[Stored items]
-- Opening Marker --

PR #7522, opened 2026-08-09
Add AI agent instructions (CLAUDE.md + AGENTS.md symlink)

MahtraDR:
## Problem

The repo has no shared instructions for AI agents. AI-assisted contributions and code review therefore lack repo-specific context and miss high-signal checks:

- Lich injects host globals (`fput`, `echo`, `Flags`, ...) and the `DRC*`/game-state modules at runtime, so naive review flags them as "undefined."
- The commons layer (`DRCC`, `Lich::Messaging`, `EquipmentManager`, ...) is a **cross-repo dependency** in **lich-5** (`lib/dragonrealms/commons/`), not here.
- The Ruby floor is `4.0.0` (no ceiling); autoloaded stdlib like `Set` needs no `require`.
- Rubocop and the two YAML CI gates have specific, non-obvious scopes.
- The rspec suite runs in one process on shared doubles, so one bad spec can break **unrelated** specs.

## Fix

Add the guidance once, in `CLAUDE.md`, and symlink `AGENTS.md` -> `CLAUDE.md`:

- `CLAUDE.md` is the real file — read directly by Claude Code and by code-review tooling that fetches `CLAUDE.md` by name.
- `AGENTS.md` is a git symlink (mode `120000`) so any agent that looks for `AGENTS.md` resolves to the same single source of truth. One file, no duplication or drift.

Documented: runtime environment, commons layer + its lich-5 location, rubocop/CI behavior, spec-suite integrity, testing conventions, YAML gates, and an adversarial code-review stance with a calibrated common-false-positives list.

## Tests

Docs-only change (Markdown + symlink). No code or specs: `CLAUDE.md` is not linted by rubocop (`ascii_only_source` is scoped to `*.lic`/`*.rb`) and triggers no CI job. Verified `upstream/main` has neither `CLAUDE.md` nor `AGENTS.md` (net-new, no conflict).

### DIFF
--- a/AGENTS.md
+++ b/AGENTS.md
@@ -1,0 +1,1 @@
+CLAUDE.md
--- a/CLAUDE.md
+++ b/CLAUDE.md
@@ -1,0 +1,140 @@
+# dr-scripts Project Instructions
+
+DragonRealms automation scripts for the Lich engine. Each `*.lic` file is a
+standalone Ruby script executed inside the Lich runtime, not a normal gem. These
+scripts depend on the separate **lich-5** framework repo (typically checked out
+alongside this one), which provides the runtime, game-state objects, and the
+commons library the scripts call into — a cross-repository dependency to keep in
+mind when a symbol appears "undefined" here.
+
+## Runtime environment (read before flagging "bugs")
+
+- **Ruby 4.0.0 floor, no ceiling.** Code must run on Ruby `>= 4.0.0`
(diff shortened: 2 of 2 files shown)


simtel12:
Might be a good idea to add this as `AGENTS.md` and then import it in `CLAUDE.md` (ie. just do `@AGENTS.md` in the claude file) so that other agents pick it up.

Vice versa also works.

PR #7530, opened 2026-08-12
[plugin][combat-trainer] Create combat-trainer-plugin-spit.rb

desertkaz:
#### Requires Dragon's Breath properly set as a buff.

Plugin that tracks the Heavy TM cooldown state for Dragon's Breath and spits the next round when cooldown is complete.


desertkaz:
main repo not right spot, closing

PR #7535, opened 2026-08-15
Update base-hunting.yaml

Elysande1218:
Adding
-  dryanoxie elanthipedia page
- Hunting area for sovamedo cub
- Hunting area for sovamedo adult
- Hunting area for snarlvine fox/vixen


MahtraDR:
Thank you!

PR #7536, opened 2026-08-15
Fix empathylink pause deadlock that could freeze the character

MahtraDR:
## Problem

empathylink's `touch()` paused combat-trainer directly with `pause_script('combat-trainer')` (`p_script`) and unpaused it afterward (`u_script`), operating entirely **outside** the shared `$safe_pause_lock` that the combat scripts coordinate through via `DRC.safe_pause_list`.

Lich pausing is cooperative — a script flagged paused keeps running until its next checkpoint. When combat-trainer's almanac routine acquired `$safe_pause_lock` and paused empathylink, empathylink (in that grace window) ran on into `touch()` → `p_script` and paused combat-trainer, then suspended at its next `bput` **before** reaching `u_script`. Result:

- combat-trainer was left paused (by empathylink) while still holding `$safe_pause_lock` and having paused the other scripts, so it never reached `safe_unpause_list`.
- empathylink was left paused (by combat-trainer), so it never reached `u_script`.

The two pinned each other, `$safe_pause_lock` was never released, every later script that called `safe_pause_list` spun forever on "Cannot pause, trying again", and the character froze in place.

Observed in a live log: `DRC: Pausing [...] to run combat-trainer` (combat-trainer's almanac study, running in its thread) immediately followed by `--- Lich: combat-trainer paused.` (empathylink's `p_script`) with no matching unpause, then endless `Cannot pause` from other scripts.

## Fix

Replace `p_script`/`u_script` with the `DRC.safe_pause_list` / `DRC.safe_unpause_list` protocol already used by `tarantula` and `tome`. Sharing `$safe_pause_lock` makes the two pause requests mutually exclusive, so neither script can pause the other mid-routine. The heal is wrapped in `begin/ensure` so the unpause and lock release always run, even if a heal command raises.

Behavior note: like tarantula/tome, empathylink now briefly pauses all other safe scripts (not just combat-trainer) for the duration of a heal touch. That window is short and matches the established idiom.

## Tests

Adds `spec/empathylink_spec.rb` covering:
- lock acquisition and retry-until-acquired
- the paused set is always unpaused, including the link-failed branch
- the unpause/lock-release still happens when a heal command raises mid-touch (the core deadlock regression)
- the deadlock-prone `p_script`/`u_script` helpers are gone

Full suite green locally (2907 examples, 0 failures); `rubocop -A` clean on `empathylink.lic`.

## Summary by CodeRabbit

* **Bug Fixes**
  * Healing now safely pauses conflicting activities before starting and reliably resumes them afterward.
  * Improved recovery when linking fails or a command encounters an error.
  * Added retries when the safe pause is temporarily unavailable.
* **Tests**
  * Expanded coverage for healing, pause handling, retries, and error cleanup.

### DIFF
--- a/empathylink.lic
+++ b/empathylink.lic
@@ -47,25 +47,40 @@ class Empathylink
   end
 
   def touch(target)
-    p_script
-    waitrt?
-    case DRC.bput("touch #{target}",
-                  "You touch",
-                  "You lay your hand on",
-                  "Touch what",
-                  "I could not find",
-                  "You rest your hand on")
-    when 'You touch', 'You lay your hand on', 'You rest your hand on'
-      if @use_hodierna == true
-        hodierna_heal_patient(target)
-      else
-        heal_patient(target)
-      end
-    when 'Touch what', 'I could not find'
-      DRC.message("Failed to establish link with #{target}")
-      UserVars.empathylink[target] = Time.now.to_i + 1800 # Put them on hold for 30m
+    # Pause other scripts through the shared safe-pause lock ($safe_pause_lock)
+    # so a combat script cannot pause us mid-heal while we have it paused. The
+    # old approach called pause_script('combat-trainer') directly, outside that
+    # lock: if combat-trainer's own safe_pause_list paused empathylink between
+    # p_script and u_script, each ended up pausing the other and neither could
+    # unpause, deadlocking every script and freezing the character. safe_pause_list
+    # makes the two pause requests mutually exclusive, and the ensure guarantees
+    # the unpause (and lock release) even if a heal command raises.
+    until (scripts_to_unpause = DRC.safe_pause_list)
+      echo('Cannot pause, trying again in 5 seconds.')
+      pause 5
     end
-    u_script
+
+    begin
+      waitrt?
+      case DRC.bput("touch #{target}",
+                    "You touch",
+                    "You lay your hand on",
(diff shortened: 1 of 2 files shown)


MahtraDR:
@coderabbitai review in full

MahtraDR:
@coderabbitai thanks for the review — addressing both nitpicks:

**1. Visibility-inclusive `respond_to?` in the spec — done** (commit f7d0dce4).
The removed-helper assertions now use `respond_to?(:p_script, true)` / `respond_to?(:u_script, true)` so a re-added *private/protected* `p_script`/`u_script` is still caught, not just a public one. That's a real strengthening of the regression guard.

**2. Bounding the `until DRC.safe_pause_list` retry loop — intentionally skipped.**
The unbounded retry (echo + `pause` + loop) is the established idiom in this repo — `tarantula` (`turn_tarantula?`) and `tome` (`pause_scripts`) both loop forever on `DRC.safe_pause_list` with the same shape. The only way this loop spins indefinitely is if `$safe_pause_lock` is held and never released, and that permanent-hold scenario is exactly the deadlock this PR removes: post-fix the lock is only ever held for the brief duration of another script's exclusive work, so the retry drains within a cycle or two. Bounding empathylink alone would diverge from its siblings without addressing the (systemic, not empathylink-specific) hang case, so I've kept it consistent with the existing pattern.

PR #7552, opened 2026-08-20
enchant: study sigils out of sigil books

simtel12:
## Summary

Two changes to `enchant.lic`, one commit each.

**1. Study sigils out of sigil books (new `sigil_books` setting).**

Sigils had to be loose in the crafting container — `trace_sigil` issued a bare `get my <type> sigil`, which cannot reach a scroll filed in a sigil book. Now, when `sigil_books` is configured, each sigil is studied straight out of a book: turn to the type's section, read it for a page of that type, turn to that page, confirm the page, `STUDY` the book. That produces the same memorization as the loose path, so the `trace` afterwards is unchanged.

-- Closing Marker --

Restate, please, word for word the span of records running from the first line to the line bearing "- The commons", both included, and nothing outside it.

▸ **Answer to this task**:
PR #7522, opened 2026-08-09
Add AI agent instructions (CLAUDE.md + AGENTS.md symlink)

MahtraDR:
## Problem

The repo has no shared instructions for AI agents. AI-assisted contributions and code review therefore lack repo-specific context and miss high-signal checks:

- Lich injects host globals (`fput`, `echo`, `Flags`, ...) and the `DRC*`/game-state modules at runtime, so naive review flags them as "undefined."
- The commons layer (`DRCC`, `Lich::Messaging`, `EquipmentManager`, ...) is a **cross-repo dependency** in **lich-5** (`lib/dragonrealms/commons/`), not here.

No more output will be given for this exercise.